You can specify a list of exceptions that Striim should ignore so as to avoid a system halt.

Currently, the only supported exception is "OFFSET_MISSING_EXCEPTION" which allows you to avoid a system halt when there is a partition purge. A partition purge is Kafka's process of freeing up Kafka message logs after the retention period expires. Messages have a TTL (time to live) with retention period properties in place. Upon expiry, messages are marked for deletion according to their creation timestamp. Once a message/offset is marked for deletion, and the consumer tries to read from the purged offset, Kafka throws an "OFFSET_MISSING_EXCEPTION".

Ignored exceptions will be written to the application's exception store (see CREATE EXCEPTIONSTORE).

Kafka Config

String

Specify any properties required by the authentication method used by the specified Kafka broker (see Configuring authentication in Kafka Config.

Optionally, specify Kafka consumer properties, separated by semicolons.

When reading from a topic in Confluent Cloud, specify the appropriate SASL properties.

When messages are in Confluent wire format, specify value.deserializer=io.confluent.kafka.serializers.KafkaAvroDeserializer.

When each message contains one Avro record and it is not length-delimited, set value.deserializer= com.striim.avro.deserializer.SingleRecordAvroRecordDeserializer.

The default is:

max.partition.fetch.bytes=10485760;
fetch.min.bytes=1048576;
fetch.max.wait.ms=1000;
receive.buffer.bytes=2000000;
poll.timeout.ms=10000

Kafka Config Property Separator

String

;

Available only in Kafka 0.11 and later versions.
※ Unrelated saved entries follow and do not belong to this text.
PR #650, opened 2024-11-14
Add new timeout for observe_value

coretl:
@DominicOram @olliesilvester this is the epics test I mentioned in https://github.com/DiamondLightSource/dodal/pull/897#issuecomment-2474190961

It looks like I need to yield after the `q.get` rather than before to let the timeout break without an extra yield


coretl:
Spoke too soon, doesn't work on CI...

coretl:
Ok, looks like there are actually numerous python bugs in `asyncio.wait_for`, which is fixed by its reimplementation on top of `asyncio.timeout` in 3.12: https://github.com/python/cpython/issues/96764

I think this fixes your particular use case, but you can't pass a `timeout` to `observe_value` and also wrap it in `wait_for` with a timeout on python 3.11 and below.

I would also suggest that you move the opencv calls to another thread and consume all the values from the Queue between the two, dropping old updates.

olliesilvester:
Great, thank you!

coretl:
Ok, still some issues will this, will investigate next week

coretl:
@DominicOram @olliesilvester @rtuck99 I think this is now working, but would be good to talk through the code with one of you to check I understand the problem correctly

olliesilvester:
> @DominicOram @olliesilvester @rtuck99 I think this is now working, but would be good to talk through the code with one of you to check I understand the problem correctly

I'm about today, I'm just reading through the changes now

olliesilvester:
Discussed with @coretl, I think this change fixes our issue but I will investigate further to see if there are any safer solutions

olliesilvester:
I tried using `asyncio.timeout` instead, and we seem to get the same issue. I guess this explains why python 3.12 still had this issue.

I'm leaning towards just not using `asyncio.wait_for` for this scenario. We could just do
```
async def observe_value(...):
  if time.time() - start_time > overall_timeout:
                  raise TimeoutError
...
```
instead, and warn against using `asyncio.wait_for` (or timeout) with `observe_value`

coretl:
> I'm leaning towards just not using `asyncio.wait_for` for this scenario

It's messy, but it's probably the most pragmatic solution here, then we relegate `wait_for_pending_wakeups` to `ophyd_async.testing` and only use it in tests

DominicOram:
I'm not a big fan of this, having to roll you're own timeout code when there's provision for it in `asyncio` looks on the face of it like a code-smell if you're not familiar with the bug. How would we feel about adding the functionality into `observe_value` itself e.g. optionally pass in a `overall_timeout` value? This would then make the path of least resistance be to just use that

olliesilvester:
Yeah, the timeout will be in `observe_value` as an optional parameter

olliesilvester:
I've given this a go but there are some extra things to think about

1. The regular timeout defaults to `None`, which means that if we do our `overall_timeout`, as above, then the code can get stuck forever doing `get_value`.

Solution here is either to either give `timeout` a default value or make a clever decorator which automatically supplies our `overall_timeout` parameter with the same value which was used in our timeout in `asyncio.wait_for(timeout=...)`

2. If we don't go with the latter solution above, then we could add a warning (with a decorator?) if `observe_value` has been used with `asyncio.timeout`

Thoughts @coretl?

olliesilvester:
Although people will probably still do `asyncio.wait_for(observe_value...)`, this issue (if anyone even sees it again) should be easier to spot with the extra docstring

src/ophyd_async/core/_signal.py
```diff
@@ -504,13 +528,19 @@ def queue_value(value: SignalDatatypeT, signal=signal):
...
-            await asyncio.sleep(0)
-            item = await get_value()
+            if overall_deadline and time.monotonic() >= overall_deadline:
+                raise asyncio.TimeoutError(
+                    f"observe_value was still observing signals "
+                    f"{[signal.source for signal in signals]} after "
+                    f"timeout {except_after_time}s"
+                )
+
+            item = await get_value(_get_iteration_timeout(timeout, overall_deadline))
```
coretl, line 543: `asyncio.wait_for` accepts timeout=None without scheduling a task, so I would just use that...
```suggestion
            iteration_timeout = _get_iteration_timeout(timeout, overall_deadline)
            item = await asyncio.wait_for(q.get(), iteration_timeout)
```

src/ophyd_async/core/_signal.py
```diff
@@ -486,12 +511,11 @@ async def observe_signals_value(
...
-    if timeout is None:
-        get_value = q.get
-    else:
 
-        async def get_value():
-            return await asyncio.wait_for(q.get(), timeout)
+    async def get_value(timeout: float | None = None):
+        if timeout is None:
+            return await q.get()
+        return await asyncio.wait_for(q.get(), timeout)
```
coretl, line 518: ... then this can go
```suggestion
```

src/ophyd_async/core/_signal.py
```diff
@@ -425,6 +426,7 @@ async def observe_value(
     signal: SignalR[SignalDatatypeT],
     timeout: float | None = None,
     done_status: Status | None = None,
+    except_after_time: float | None = None,
```
coretl, line 429: slight preference for `done_timeout` instead of `except_after_time`

src/ophyd_async/core/_utils.py
```diff
@@ -311,3 +311,24 @@ def __call__(self) -> Mock:
...
+    """
+    loop = asyncio.get_event_loop()
+    # If anything has called loop.call_soon or is scheduled a wakeup
+    # then let it run
+    for _ in range(max_yields):
+        await asyncio.sleep(0)
+        if not loop._ready:  # type: ignore # noqa: SLF001
+            return
+    if raise_if_exceeded:
+        raise RuntimeError(f"Tasks still scheduling wakeups after {max_yields} yields")
```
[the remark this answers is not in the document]
coretl: Prefer to ship them in `ophyd_async.testing` as they can be used in things like `dodal`, following the pattern of `numpy.testing`

PR #655, opened 2024-11-19
Add Python 3.12 to CI now that p4p is updated

OCopping:
I noticed Python 3.12 never got added to the CI after support for it in `p4p` got released.

### DIFF
--- a/tests/conftest.py
+++ b/tests/conftest.py
@@ -114,7 +114,12 @@ def fail_test_on_unclosed_tasks(request: FixtureRequest):
     """
 
     fail_count = request.session.testsfailed
-    loop = asyncio.get_event_loop()
+    try:
+        loop = asyncio.get_running_loop()
+    except RuntimeError:
+        loop = asyncio.new_event_loop()
+
+    asyncio.set_event_loop(loop)
     loop.set_debug(True)
 
     request.addfinalizer(
--- a/tests/conftest.py
+++ b/tests/conftest.py
@@ -113,20 +113,21 @@ def fail_test_on_unclosed_tasks(request: FixtureRequest):
     by the end of the test.
     """
 
-    fail_count = request.session.testsfailed
     try:
+        fail_count = request.session.testsfailed
         loop = asyncio.get_running_loop()
-    except RuntimeError:
-        loop = asyncio.new_event_loop()
 
-    asyncio.set_event_loop(loop)
-    loop.set_debug(True)
+        asyncio.set_event_loop(loop)
+        loop.set_debug(True)
 
-    request.addfinalizer(
-        lambda: _error_and_kill_pending_tasks(
-            loop, request.node.name, request.session.testsfailed == fail_count
+        request.addfinalizer(
+            lambda: _error_and_kill_pending_tasks(
+                loop, request.node.name, request.session.testsfailed == fail_count
+            )
         )
-    )
+    except RuntimeError as error:
+        if str(error) != "no running event loop":
+            raise error
 
 
 @pytest.fixture(scope="function")
--- a/tests/conftest.py
+++ b/tests/conftest.py
@@ -89,7 +89,9 @@ def _error_and_kill_pending_tasks(
     unfinished_tasks = {
         task
         for task in asyncio.all_tasks(loop)
-        if task.get_coro().__name__ not in _ALLOWED_PYTEST_TASKS and not task.done()
+        if (coro := task.get_coro()) is not None
+        and coro.__name__ not in _ALLOWED_PYTEST_TASKS
+        and not task.done()
     }
     for task in unfinished_tasks:
         task.cancel()
@@ -117,7 +119,6 @@ def fail_test_on_unclosed_tasks(request: FixtureRequest):
         fail_count = request.session.testsfailed
         loop = asyncio.get_running_loop()
 
-        asyncio.set_event_loop(loop)
         loop.set_debug(True)
 
         request.addfinalizer(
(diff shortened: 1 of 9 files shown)


DiamondJoseph (changes requested):
If we're supporting 3.12 add it to the pyproject.toml too
Good work getting this over the line :partying_face:

OCopping:
The tests are failing because of a `get_event_loop()` deprecation warning/error.
From the [docs](https://docs.python.org/3/library/asyncio-eventloop.html#asyncio.get_event_loop):
```Deprecated since version 3.12: Deprecation warning is emitted if there is no current event loop. In some future Python release this will become an error.```

**Comment by coretl** [comment]
> The tests are failing because of a `get_event_loop()` deprecation warning/error. From the [docs](https://docs.python.org/3/library/asyncio-eventloop.html#asyncio.get_event_loop): `Deprecated since version 3.12: Deprecation warning is emitted if there is no current event loop. In some future Python release this will become an error.`

@evalott100 I think this is coming from the "detect pending tasks" fixture, would you mind taking a look please?

**Comment by evalott100** [comment]
Taking this over.

File: tests/epics/adcore/test_drivers.py [hunk 1]
```diff
@@ -90,10 +90,12 @@ async def wait_then_fail():
...
+
     acquiring = await adcore.start_acquiring_driver_and_ensure_status(
         driver, timeout=0.1
     )
-    await wait_then_fail()
-
-    with pytest.raises(ValueError):
+    with pytest.raises(
+        ValueError, match="Final detector state DetectorState.DISCONNECTED"
+    ):
```
evalott100, line 100: We should be starting setting up `wait_then_fail` before we schedule the task which should fail.

panda_connect.py
```diff
@@ -0,0 +1,29 @@
...
+        "PANDA1:", StaticPathProvider(StaticFilenameProvider("test-panda"), Path("."))
+    )
+    await panda.connect()
+    assert isinstance(panda, HDFPanda)
+    table = await panda.seq[1].table.get_value()
+    assert isinstance(table, SeqTable)
+    print("OUTA1", table.outa1)
+    outa2 = table.outa2
+    position = table.position
+    assert isinstance(outa2, np.ndarray) and outa2.dtype == np.bool_, outa2.dtype
```
DiamondJoseph:
```suggestion
    assert isinstance(outa2, np.ndarray) and outa2.dtype == np.bool_, f"{outa2.dtype} is of wrong type!"
```

Not exactly the wording I want, but I was confused until I realised the arg after the comma was for the AssertionError, not part of the comparison

panda_connect.py
```diff
@@ -0,0 +1,29 @@
...
+    assert (
+        isinstance(position, np.ndarray) and position.dtype == np.int32
+    ), position.dtype
```
DiamondJoseph: as above

panda_connect.py
DiamondJoseph: But is this for local testing only and not part of the code to be pushed?

tests/conftest.py
```diff
@@ -113,15 +115,21 @@ def fail_test_on_unclosed_tasks(request: FixtureRequest):
     by the end of the test.
     """
 
-    fail_count = request.session.testsfailed
-    loop = asyncio.get_event_loop()
-    loop.set_debug(True)
+    try:
+        fail_count = request.session.testsfailed
+        loop = asyncio.get_running_loop()
```
evalott100, line 120: `get_event_loop` gives a deprecation warning that future python versions will raise an error if there is no event loop, `get_running_loop` does this already. It doesn't seem possible to check for an event loop without failing/warning if there isn't one, so we just catch the exception for the tests which don't use one.

tests/conftest.py
```diff
@@ -113,15 +115,21 @@ def fail_test_on_unclosed_tasks(request: FixtureRequest):
...
-            loop, request.node.name, request.session.testsfailed == fail_count
+        request.addfinalizer(
+            lambda: _error_and_kill_pending_tasks(
+                loop, request.node.name, request.session.testsfailed == fail_count
+            )
         )
-    )
+    except RuntimeError as error:
+        if str(error) != "no running event loop":
+            raise error
```
DiamondJoseph, line 132: nit: Is it worth having a `pass` explaining that if `str(error) == "no running event loop"` then the test either does not require a loop or will fail when attempting to use the loop?

DiamondJoseph (approved):
Looks good from my side, but as I'm not as involved in ophyd-async consider this advisory only

tests/conftest.py
evalott100: > Is it worth having a `pass`

What do you mean by this?
``` python
except RuntimeError as error:
    if str(error) == "no running event loop":
        pass
    else:
        raise error
```
?

DiamondJoseph: Yes exactly that, just a bit more obvious what is intended

evalott100: I would prefer the current `!=` comprehension but I'll add a comment explaining!

tests/core/test_observe.py
```diff
@@ -86,7 +86,7 @@ async def tick():
 
     async def watch():
         async for val in observe_value(sig, done_timeout=0.2):
-            time.sleep(0.15)
+            await asyncio.sleep(0.1)
```
coretl, line 89: Ok, my fault for not putting a comment in here, but this really was meant to be a `time.sleep`! This is a test to prove a subtle timing bug where the inner loop of observe_value was blocking the event loop. Please can you restore this and put a comment to this effect in?

evalott100: Made a [new issue](https://github.com/bluesky/ophyd-async/pull/692), easier than a revert.

PR #660, opened 2024-11-21
FIX: Handle NonSupportedFeature exception for pipes

burkeds:
Old tango servers running tango version less than 9 don't support the pipe API or get_pipe_list(). Since we don't support pipes yet anyway, we should handle this exception and move on.

### DIFF
--- a/src/ophyd_async/tango/signal/_signal.py
+++ b/src/ophyd_async/tango/signal/_signal.py
@@ -16,7 +16,7 @@ from ophyd_async.core import (
     SignalW,
     SignalX,
 )
-from tango import AttrDataFormat, AttrWriteType, CmdArgType, DeviceProxy, DevState
+from tango import AttrDataFormat, AttrWriteType, CmdArgType, DeviceProxy, DevState, NonSupportedFeature
 from tango.asyncio import DeviceProxy as AsyncDeviceProxy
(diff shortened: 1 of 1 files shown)


burkeds:
@coretl It looks like CI is failing here due to type checking error in: 

/home/runner/work/ophyd-async/ophyd-async/src/ophyd_async/core/_table.py:49:80

coretl:
> @coretl It looks like CI is failing here due to type checking error in:
> 
> /home/runner/work/ophyd-async/ophyd-async/src/ophyd_async/core/_table.py:49:80

Just fixed in #665

coretl (approved):

burkeds:
> > @coretl It looks like CI is failing here due to type checking error in:
> > /home/runner/work/ophyd-async/ophyd-async/src/ophyd_async/core/_table.py:49:80
> 
> Just fixed in #665

Thanks Tom. It looks like this brings down the coverage though. Since this relies on interacting with an old version of Tango, I am not sure how I could write a test for it.

coretl:
> It looks like this brings down the coverage though. Since this relies on interacting with an old version of Tango, I am not sure how I could write a test for it.

I don't think I care about this, it's such a small change, I'll merge as is...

Specify a different separator if one of the producer property values specified in KafkaConfig contains a semicolon.

Kafka Config Value Separator

String

=

Available only in Kafka 0.11 and later versions. Specify a different separator if one of the producer property values specified in KafkaConfig contains an equal symbol.

Partition ID List

String

Partition numbers to read from, separated by semicolons (for example, 0;1), or leave blank to read from all partitions

Start Offset

Long

-1

With default value of -1, reads from the end of the partition. Change to 0 to read from the beginning of the partition.

If you specify startOffset, leave startTimestamp at its default value.

You can also specify multiple partition values for the Start Offset and Start Timestamp properties. Specify these values as a list of key-value pairs in the format "key=value; key=value". The keys and values are a list of partition IDs with an associated offset. For example:

StartOffset: '0=1; 1=0; 2=1024' , where 0, 1, and 2 represent partition numbers, and the values represented the associated offsets.

Start Timestamp

String

For KafkaReader 0.10 and later only:

If not specified, only new transactions (based on current Kafka host system time) are read. Specify a value in the format yyyy-MM-dd hh:mm:ss:SSS (for example, 2017-10-20 13:55:55.000) to start reading from an earlier point.

If the Kafka host and Striim host are not in the same time zone, specify the start time using the Striim host's time zone.

If you specify startTimestamp, leave startOffset at its default value.

You can also specify multiple partition values for the Start Offset and Start Timestamp properties. Specify these values as a list of key-value pairs in the format "key=value; key=value". The keys and values are a list of partition IDs with an associated timestamp. For example:

StartTimestamp: '0=<TS_0>;1=<TS_2>;2=<TS_3>" , where 0, 1, and 2 represent partition numbers, and the values represented the associated start timestamps.

Topic

String

Configure Kafka Consumer Properties for Kafka Reader and Kafka Writer

Specify the Kafka version for the broker being read using VERSION '0.#.0': for example, to read from a Kafka 2.1 or 3.3 cluster, the syntax is, CREATE SOURCE <name> USING KafkaReader VERSION '2.1.0'.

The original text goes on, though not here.